**WORKING DATA**
PR #817, opened 2021-08-20
SO-5013: Fix show admin conditional rendering

jondauz:
https://teamsnap.atlassian.net/browse/SO-5013

### DIFF
--- a/src/js/components/Toolbar/Toolbar.tsx
+++ b/src/js/components/Toolbar/Toolbar.tsx
@@ -87,14 +87,16 @@ const Toolbar = ({
             <div className="u-posAbsolute Toolbar-flyout">{accountBody}</div>
           )}
         </div>
-        <div>
-          <Button type="link" style={btnStyle} onClick={() => setActiveMenu(Menu.Admin)}>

**YOUR TASK**
Looking at the records above, count the lines with the word "Toolbar" in them; reply with the number only.

**TASK RESPONSE**
4